Adapter le contenu au public
Ce robot est aussi intelligent parce qu’il va enrichir notre visite. «Selon les objets qu’il regarde, on peut afficher des vidéos, des pages Wikipédia, des quiz… pour proposer une expérience de réalité augmentée,
interactive. » Et adaptée au public. « Par exemple, pour l’expo Valérian, poursuit le chercheur, si la visite est faite par une classe de CM1, on pourra choisir une présentation simplifiée. S’il s’agit d’étudiants en école d’art, on mettra à leur disposition plein d’informations sur les techniques utilisées par Mézières. » La visite peut s’effectuer en français, anglais, allemand… selon la nationalité des visiteurs. C’est l’utilisation du Web sémantique, un domaine dans lequel excelle le laboratoire azuréen, qui confère au robot une intelligence artificielle et permet cette expérience « augmentée ».

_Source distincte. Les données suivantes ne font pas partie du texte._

PR #293, opened 2017-03-29
Fix race condition

ojura:
See individual commits.

### DIFF
--- a/cartographer_rviz/cartographer_rviz/drawable_submap.cc
+++ b/cartographer_rviz/cartographer_rviz/drawable_submap.cc
@@ -78,6 +78,9 @@ DrawableSubmap::DrawableSubmap(const int trajectory_id, const int submap_index,
 }
 
 DrawableSubmap::~DrawableSubmap() {
+  if (QueryInProgress()) {
+    rpc_request_future_.wait();
+  }
   Ogre::MaterialManager::getSingleton().remove(material_->getHandle());
   if (!texture_.isNull()) {
     Ogre::TextureManager::getSingleton().remove(texture_->getHandle());
--- a/cartographer_rviz/cartographer_rviz/submaps_display.cc
+++ b/cartographer_rviz/cartographer_rviz/submaps_display.cc
@@ -114,13 +114,13 @@ void SubmapsDisplay::processMessage(
 }
 
 void SubmapsDisplay::update(const float wall_dt, const float ros_dt) {
+  ::cartographer::common::MutexLocker locker(&mutex_);
   // Update the fading by z distance.
   try {
     const ::geometry_msgs::TransformStamped transform_stamped =
         tf_buffer_.lookupTransform(map_frame_property_->getStdString(),
                                    tracking_frame_property_->getStdString(),
                                    ros::Time(0) /* latest */);
-    ::cartographer::common::MutexLocker locker(&mutex_);
     for (auto& trajectory : trajectories_) {
       for (auto& submap : trajectory) {
         submap->SetAlpha(transform_stamped.transform.translation.z);
@@ -138,7 +138,7 @@ void SubmapsDisplay::update(const float wall_dt, const float ros_dt) {
         ++num_ongoing_requests;
       }
     }
-    for (int submap_index = trajectory.size() - 1;
+    for (int submap_index = static_cast<int>(trajectory.size()) - 1;
          submap_index >= 0 &&
          num_ongoing_requests < kMaxOnGoingRequestsPerTrajectory;
          --submap_index) {


cartographer_rviz/cartographer_rviz/drawable_submap.cc
```diff
@@ -159,13 +168,16 @@ void DrawableSubmap::SetAlpha(const double current_tracking_z) {
 
 void DrawableSubmap::UpdateSceneNode() {
   ::cartographer::common::MutexLocker locker(&mutex_);
+  render_in_progress_ = false;
+  if (quitting_) {
```
wohe: Isn't the only benefit of adding the logic for `quitting_` and `render_in_progress_` to save a tiny bit of performance? I'd then argue for keeping the current code. That it finishes the query by updating the texture which is subsequently destroyed seems a tiny bit more work in exchange for simpler code.

cartographer_rviz/cartographer_rviz/drawable_submap.cc
```diff
@@ -78,6 +78,9 @@ DrawableSubmap::DrawableSubmap(const int trajectory_id, const int submap_index,
 }
 
 DrawableSubmap::~DrawableSubmap() {
+  ::cartographer::common::MutexLocker locker(&mutex_);
+  quitting_ = true;
+  locker.Await([this]() REQUIRES(mutex_) { return !query_in_progress_; });
```
wohe: Seems line 81 and 83 fix the issue and provide the safety mentioned in the commit description. Keep only these?

cartographer_rviz/cartographer_rviz/drawable_submap.cc
ojura: Have a look at my reply to @damonkohler: https://github.com/googlecartographer/cartographer_ros/pull/289#discussion_r108674387

wohe: TL;DR: I think the issue can be fixed by replacing this commit by just adding to the beginning of the destructor:
```
if (query_in_progress_) {
  rpc_request_future_.wait();
}
```
Does this solve the observed issues for you?

You have to be more specific for me to follow your reasoning. For example, you set `quitting_` to true in the destructor, but use it in `MaybeFetchTexture()` line 125. Why would this member function be called if the object was destroyed? It seems this should and does never happen. Line 172 seems to defend against the fact that the object to which `this` points was already destroyed. At this point looking at `quitting_` is too late as the object is already gone.

My investigation: In the problematic case, the main thread in `submaps_display.cc` calls `trajectories_.clear()` while a query is in progress. We need to wait before we destroy the `DrawableSubmap` object. Waiting for `query_in_progress_` to become false is not possible, since it causes a deadlock: The destructor runs in the main thread, so blocks Qt from handling signals. If instead we just wait until the signal is emitted (that's my code suggestion above), Qt knows not to call a slot if it was deleted after emitting as far as I understand.

ojura: Hi! Sorry that I was not specific enough. You are exactly right about everything. I agree, your solution is more elegant; by using the `wait` method of the request future object, there is no need to split the `query_in_progress_` flag. However, it still might be more accurate to rename the existing flag (without splitting it) to "query or render in progress" (or something more specific instead of "render", such as "texture update"), because effectively it really behaves that way.

> You have to be more specific for me to follow your reasoning. For example, you set quitting_ to true in the destructor, but use it in MaybeFetchTexture() line 125. Why would this member function be called if the object was destroyed? It seems this should and does never happen. Line 172 seems to defend against the fact that the object to which this points was already destroyed. At this point looking at quitting_ is too late as the object is already gone.

That is right. Adding the check for `quitting_` was a precautionary (more like desperate :-) ) measure in case we would be extremely unlucky and the destructor is invoked just after fetch completes and emits the `RequestSucceeded()` signal, which would be caught by Qt. The destructor and `UpdateSceneNode()` both compete to lock the mutex; destructor wins and deletes the object. If `UpdateSceneNode()` now reads from a deleted object, the least I could do is read the quitting boolean, which should still be intact, and we know that we should give up. If you're certain that this scenario is impossible, great! We can then remove `quitting_` altogether.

Dans les toutes prochaines années, ces visites virtuelles devraient monter en puissance et démocratiser l’accès à la culture. « Elles permettent aux écoles, aux établissements qui accueillent des personnes handicapées, aux prisons ou aux gens éloignés des lieux culturels d’y avoir accès. » Michel Buffa précise : « C’est mieux d’y aller en vrai, mais pour déplacer toute une école azuréenne à la Cité des sciences et de l’industrie, par exemple, c’est compliqué. »
Entre et euros
Il cite aussi le cas d’une clinique pour enfants handicapés en Bretagne. «On a fait avec eux une expérimentation en 2016. Ils ont ainsi pu découvrir le Musée de la Grande Guerre à Meaux.» Les chercheurs (Photos Wimmics/IS/Inria) ont aussi effectué des tests depuis le Japon, Berkeley (USA), Tel-Aviv (Israël)… Suscitant, partout, le même enthousiasme. «Un robot coûte entre 20000 et 30 000 euros, et il faut de la maintenance. En fait, le modèle économique envisagé serait plutôt de proposer aux musées des offres de service, sous forme de location du robot. Elle comprendrait son installation, avec du Wi-Fi de qualité, mais aussi avec des logiciels qui permettront aux équipes du musée de préparer la visite. » Avec cette visite automatisée, en réalité augmentée, multilingue, et multi-niveaux, les centres culturels pourront proposer à des milliers de personnes une découverte à distance. Une perspective intéressante pour les sites qui saturent de visiteurs : «On peut imaginer une visite avec 3000 personnes connectées à distance », souligne Michel Buffa. L’idée sera de choisir des moments où l’affluence est moindre, pour que le robot effectue sa visite sans être trop gêné par la foule. Après l’expérience de l’expo Valérian, la Cité des sciences et de l’industrie est dans les starting-blocks. « On a prévu de faire des tests avec eux depuis une école de Sophia Antipolis. Par exemple, ils ont une exposition sur les mathématiques. Elle est très interactive, il y a des leviers à actionner pour comprendre la gravité. Alors, si on visite à distance, il va falloir trouver quelles expériences proposer. On va réfléchir à des jeux dans des pages Web… » L’aventure ne fait que commencer !
On peut imaginer une visite avec trois mille personnes connectées ”
1. Une équipe commune à l’Inria et au laboratoire I3S (CNRS/Université de Nice Sophia Antipolis), membres d’Université Côte d’Azur. 2. Projet dont les partenaires sont : le laboratoire I3S (Informatique, Signaux et Systèmes), les sociétés Kompaï Robotics et Anotherworld, l’association Approche.